弘历从太医那里得知傅莹并无大碍,只需调养,也就放心许多了。
又想起明日便是高流素的忌日,因永琮刚刚去世,他也无心去祭奠,只打算派一些官员去停棺之处祭奠便是。
傅莹也没有忘记此事,她不能离宫,等到高流素忌日那天,自己亲自为其遥烧了纸钱,并请喇嘛念经超度。
她回忆起高流素为自己祈子之事,如今永琮没了,傅莹觉得自己好像白白浪费了高流素的好意。
可若是天注定的一切,傅莹她自己又有什么办法呢?
她越想越失望,尽管看弘历的意思,好像还想让自己生一个阿哥,可若是再有孩子的话,也是重复永琏永琮的命运,她宁可不再生养。
第154章
永琮的离世, 让弘历、傅莹还有崇庆太后长期沉于悲伤之中。

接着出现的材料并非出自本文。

PR #92, opened 2018-02-02
Fixes for keepalived stop

aveyrenc:
Checker's pid is not tracked so it's process is not stopped.

PIDs are terminated without giving them a chance to end their children so these stay running as well.


poblin-orange:
thks @aveyrenc . @geofffranks, is the next release cut planned ?

geofffranks:
Sorry, I thought I clicked the release button for v8.6.1 already. Should be out shortly

poblin-orange:
@geofffranks thks :-)

PR #206, opened 2022-02-04
Fourthwall service provider update

beholders-eye:
They need a more generic RR updating template, so this is an attempt
to get there. Updated a lot of placeholders to actually receive
variables and updated the variable description for that.

### DIFF
--- a/goentri.com.fourthwall.json
+++ b/goentri.com.fourthwall.json
@@ -8,104 +8,19 @@
   "description": "Allows user to easily set up domain using Entri",
   "syncPubKeyDomain": "goentri.com",
   "syncRedirectDomain": "api.goentri.com, goentri.com",
-  "variableDescription": "ip is the website server ip, zendeskverification is the text verification value for zendesk, sendgridHost is sendgrid dynamic host.",
+  "variableDescription": "ip is the website server ip, fourthwallHost is the fourthwall host name to be added",
   "sharedProviderName": true,
   "records": [
     {
       "type": "A",
-      "host": "@",
+      "host": "%fourthwallHost%",
       "pointsTo": "%ip%",
       "ttl": 3600
     },
     {
       "type": "CNAME",
-      "host": "www",
-      "pointsTo": "@",
-      "ttl": 3600
-    },
-    {
-      "type": "CNAME",
-      "host": "%sendgridHost%.support",
-      "pointsTo": "u10250786.wl037.sendgrid.net.",
-      "ttl": 3600
-    },
-    {
-      "type": "CNAME",
-      "host": "s1._domainkey.support",
-      "pointsTo": "s1.domainkey.u10250786.wl037.sendgrid.net.",
-      "ttl": 3600
-    },
-    {
-      "type": "CNAME",
-      "host": "s2._domainkey.support",
-      "pointsTo": "s2.domainkey.u10250786.wl037.sendgrid.net.",
-      "ttl": 3600
-    },
-    {
-      "type": "CNAME",
-      "host": "zendesk1._domainkey.support",
-      "pointsTo": "zendesk1._domainkey.zendesk.com.",
-      "ttl": 3600
-    },
-    {
-      "type": "CNAME",
-      "host": "zendesk2._domainkey.support",
-      "pointsTo": "zendesk2._domainkey.zendesk.com.",
-      "ttl": 3600
-    },
-    {
-      "type": "CNAME",
-      "host": "zendesk1.support",
-      "pointsTo": "mail1.zendesk.com.",
-      "ttl": 3600
-    },
-    {
-      "type": "CNAME",
-      "host": "zendesk2.support",
-      "pointsTo": "mail2.zendesk.com.",
-      "ttl": 3600
-    },
-    {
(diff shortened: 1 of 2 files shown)


goentri.com.fourthwall.json
```diff
@@ -8,102 +8,102 @@
...
-      "host": "@",
+      "host": "%fourthwallHost%",
       "pointsTo": "%ip%",
       "ttl": 3600
     },
     {
       "type": "CNAME",
-      "host": "www",
-      "pointsTo": "@",
+      "host": "%redirectValue%",
```
pawel-kow, line 22: Not quite sure what would come into this host variable?

goentri.com.fourthwall.json
```diff
@@ -8,102 +8,102 @@
   "description": "Allows user to easily set up domain using Entri",
   "syncPubKeyDomain": "goentri.com",
   "syncRedirectDomain": "api.goentri.com, goentri.com",
-  "variableDescription": "ip is the website server ip, zendeskverification is the text verification value for zendesk, sendgridHost is sendgrid dynamic host.",
+  "variableDescription": "ip is the website server ip, zendeskverification is the text verification value for zendesk, sendgridHost is sendgrid dynamic host., fourthwallHost is the fourthwall host name to be added, supportHost is the support host being added by fourthwall",
```
pawel-kow, line 11: Looking at this template now with variables on 2 different hosts I see even more prominent that these are in fact 2 services.

A website on `%fourthwallHost%` and an email service on `%supportHost%`.
With the use of variables are they are now, instead of `host` parameter, the limitation will be that this template would be able to apply only once per zone, also when `%fourthwallHost%` and `%supportHost%` will be different.
`multiInstance` may be a way to workaround this limitation, however it would not employ this parameter as per its intended use.

An alternative would be to split into separate services for web and email. 2 templates with one consent is currently only possible with async flow, otherwise the sync flow would have to be initiated twice. Async flow was alway considered as the way to go for complex use-cases and therefore more powerful compared to the sync flow.

2 templates would offer also some flexibility, like removal of one without kicking of the other.

goentri.com.fourthwall.json
```diff
@@ -8,104 +8,19 @@
...
   "syncPubKeyDomain": "goentri.com",
   "syncRedirectDomain": "api.goentri.com, goentri.com",
-  "variableDescription": "ip is the website server ip, zendeskverification is the text verification value for zendesk, sendgridHost is sendgrid dynamic host.",
+  "variableDescription": "ip is the website server ip, fourthwallHost is the fourthwall host name to be added",
   "sharedProviderName": true,
   "records": [
     {
       "type": "A",
-      "host": "@",
+      "host": "%fourthwallHost%",
```
pawel-kow, line 16: this variable shall be now changed with `@`. The host will be then controlled by the `host` parameter when applying the template (and effectively replace `@`).

goentri.com.fourthwall.json
pawel-kow: Is this variable to take "www" or alike? `%redirectValue%` may be a bit misleading as a name. `%redirectSubdomain%` is likely more appropriate.

goentri.com.fourthwall.json
```diff
@@ -8,104 +8,19 @@
...
-      "priority": 10,
-      "ttl": 3600
-    },
-    {
-      "type": "MX",
-      "host": "support",
-      "pointsTo": "mx2.improvmx.com.",
-      "priority": 10,
+      "host": "%redirectValue%",
+      "pointsTo": "%fourthwallHost%",
```
pawel-kow, line 23: This one also changes to `@`

goentri.com.fourthwall.subdomain.json
```diff
@@ -0,0 +1,100 @@
...
+   "logoUrl": "https://cdn.goentri.com/logo.svg",
+   "description": "Allows user to easily set up domain using Entri",
+   "syncPubKeyDomain": "goentri.com",
+   "syncRedirectDomain": "api.goentri.com, goentri.com",
+   "variableDescription": "sendgridHost is sendgrid dynamic host, zendeskverification is the text verification value for zendesk, supportHost is the support host being added by fourthwall",
+   "sharedProviderName": true,
+   "records": [
+      {
+         "type": "CNAME",
+         "host": "%sendgridHost%.%supportHost%",
```
pawel-kow, line 16: Same here, `%supportHost%` can be removed in all places (when it's subdomain) or replaced with `@`

pawel-kow (changes requested):

goentri.com.fourthwall.subdomain.json
```diff
@@ -0,0 +1,100 @@
+{
+   "providerId": "goentri.com",
+   "providerName": "Entri",
+   "serviceId": "fourthwall",
```
pawel-kow, line 4: Shall be `fourthwall.subdomain` to match the file name.

goentri.com.fourthwall.json
beholders-eye: Got it, makes sense. I'm opening another PR, with the correct changes, but focused only on a "support subdomain" template. I'll skip changing this one.

PR #207, opened 2022-02-08
Add HelpDesk.com custom domain template

jfedyczak:
Hello, please add following template to the repository. Template is passing JSON schema validation.

### DIFF
--- a/helpdesk.com.custom-domain.json
+++ b/helpdesk.com.custom-domain.json
@@ -1,0 +1,39 @@
+{
+  "providerId": "helpdesk.com",
+  "providerName": "HelpDesk",
+  "serviceId": "custom-domain",
+  "serviceName": "HelpDesk custom domain setup",
+  "version": 1,
+  "logoUrl": "https://helpdesk.design/images/helpdesk/DIGITAL%20%28RGB%29/PNG/Logo_RGB_Green.png",
+  "description": "Verifies domain ownership and adds records to allow using the domain in HelpDesk",
+  "variableDescription": "helpdeskId: customer's ID in HelpDesk; dkimKeyName: DKIM key name; dkimKeyValue: DKIM key value",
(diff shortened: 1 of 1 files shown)


helpdesk.com.custom-domain.json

弘历心想, 若三人继续留在紫禁城,未免有些触景生情, 不如出去走走,也好忘记这些悲伤之事。
既然有了这样的打算,弘历便着手命人去安排。他想着山东路途不算太远,而且那里初春正是风景秀美之时, 出去散心是最好不过的了。
傅莹听弘历打算东巡去山东,只带着她还有崇庆太后二人, 心里也是乐意的, 她不想让自己整日沉溺于悲伤之中。
皇帝东巡要做诸多准备,傅莹作为皇后,在离宫之前要将自己离开这段时日, 接手处理后宫事务的人安排好。自
高流素去世之后,傅莹有事便让塔尔玛代为处理,毕竟她原是府邸的侧福晋。